■ TASK TO COMPLETE
Copy word for word, please, the lines of the entries below running from the one containing "Howdy Crates.io team!" to the one containing "I just switched", both ends included.

Stored data
PR #1016, opened 2017-08-26
Give tables in readmes a bit of padding and a border

carols10cents:
Before:

before

After:

after


carols10cents:
I got one thumbs up so I'm merging this. It's just CSS, what could go wrong? 👼 

bors: r+

Issue #1012, opened 2017-08-26
Provide an endpoint to view the owner of a token


mike-engel:
Howdy Crates.io team!

As a dev/publisher on crates.io, I usually want to know who I'm logged in as via `cargo` but have no way to know. npm has something similar with `npm whoami` which helps me make sure that I'm both logged in and logged in as who I think I am before I publish a crate.

I just switched to a new computer, so I couldn't remember if I had logged into cargo yet, which is where this came about. Normally I would make this an issue on the cargo repo (and maybe I will depending on how this goes!) but right now I don't see a way to view who owns a token.

Cargo only stores the token and no user info, so it would be nice to have an endpoint that either returns the name or username of the owner of a token. This probably comes with security concerns, but I think everything on crates.io is public (no private accounts) so maybe it wouldn't be too bad? Also if you already have the token, you can already do a lot of stuff on behalf of the owner. The biggest problem would be guessing/brute forcing the token itself, which again you can already try.

Hopefully this all makes sense and is thorough enough. I'd be happy to provide more use cases or explain things further. If it's an idea y'all like, I'd also potentially be willing to take a stab at a PR (still a rust beginner!). Thanks!

carols10cents:
So I *think* this is already technically possible, but I'd like to make one change before adding it to a cargo command. I just tried this:

```
curl 'https://crates.io/me' -H 'Accept: application/json' -H 'Authorization: mytoken'
```

and got:

```
{"user":{"id":396,"login":"carols10cents","email":"carol.nichols@gmail.com","name":"Carol (Nichols || Goulding)","avatar":"https://avatars2.githubusercontent.com/u/193874?v=4","url":"https://github.com/carols10cents"}}
```

so cargo could parse out the user login value and display that!

The change I'd like to make is to move the `/me` backend routes under `/api/v1` like the other backend routes ([see some discussion here](https://github.com/rust-lang/crates.io/pull/910#issuecomment-318250109), so that they're consistent before cargo is using them and we won't be able to change them forever. 

I *think* it should be straightforward but it has the potential to be hard to track down places that might need to be updated-- so normally I'd offer this to you to fix, but I think it'd be faster for me to do it :) I'm kind of excited this is already mostly done, so I'm going to give this a try real quick :)

carols10cents:
That wasn't too bad-- I've got #1017 open :)

mike-engel:
[...]

PR #1017, opened 2017-08-27
Move backend routes under api/v1

carols10cents:
For consistency, to avoid the clash with the frontend /me route that
caused problems with staying logged in, to make it clear that these
routes are part of the public HTTP API provided by crates.io, and to
let us evolve these routes in the future.

This would make me feel comfortable about adding a cargo command that uses the info from the backend me route (see #1012).

We could do this more conservatively by leaving the old routes here and only adding the new routes... but we haven't made any guarantees about the stability of these routes, so...

See discussion: https://github.com/rust-lang/crates.io/pull/910#issuecomment-318250109

@jtgeibel wdyt?

### DIFF
--- a/app/adapters/api-token.js
+++ b/app/adapters/api-token.js
@@ -1,7 +1,7 @@
 import DS from 'ember-data';
 
 export default DS.RESTAdapter.extend({
-    namespace: 'me',
+    namespace: 'api/v1/me',
     pathForType() {
         return 'tokens';
     }
--- a/app/controllers/dashboard.js
+++ b/app/controllers/dashboard.js
@@ -45,7 +45,7 @@ export default Controller.extend({
             this.set('loadingMore', true);
             let page = (this.get('myFeed').length / 10) + 1;
 
-            this.get('ajax').request(`/me/updates?page=${page}`).then((data) => {
+            this.get('ajax').request(`/api/v1/me/updates?page=${page}`).then((data) => {
                 let versions = data.versions.map(version =>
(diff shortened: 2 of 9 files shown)


jtgeibel:
Looks great to me @carols10cents!  Works fine for me in a staging environment.  This should also fix things for people who have HTML cached under the old route.

carols10cents:
thank you @jtgeibel!

bors: r+

carols10cents:
Hi! I had no idea about cargobot. In what form would you like to be notified, and for what kinds of API changes?

jtgeibel:
Fortunately, the only routes that remain at the top level are `/authorize_url`, `/authorize`, and `/logout`.  I don't see any need to move these and I don't expect that anything else would depend on these routes.

However, it would be really nice if we had a list of known projects using the API so that we could reach out when we have such changes and even to just get a better understanding of how the broader ecosystem is using crates.io.

lfairy:
Cargobot only depends on `/api/v1/summary` at the moment, so I just need to be notified about that.

I think a GitHub mention would be okay, since I check that often. If/when we set up a general way to notify consumers about API changes (as suggested by @jtgeibel) I'll be happy to follow that instead.

carols10cents:
Ok! I [started a wiki page](https://github.com/rust-lang/crates.io/wiki/Projects-that-use-crates.io's-API) for things I know use crates.io's api, and I'll try and remember to cc you if we change things about summary!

■ RESPONSE BELOW
Howdy Crates.io team!

As a dev/publisher on crates.io, I usually want to know who I'm logged in as via `cargo` but have no way to know. npm has something similar with `npm whoami` which helps me make sure that I'm both logged in and logged in as who I think I am before I publish a crate.

I just switched to a new computer, so I couldn't remember if I had logged into cargo yet, which is where this came about. Normally I would make this an issue on the cargo repo (and maybe I will depending on how this goes!) but right now I don't see a way to view who owns a token.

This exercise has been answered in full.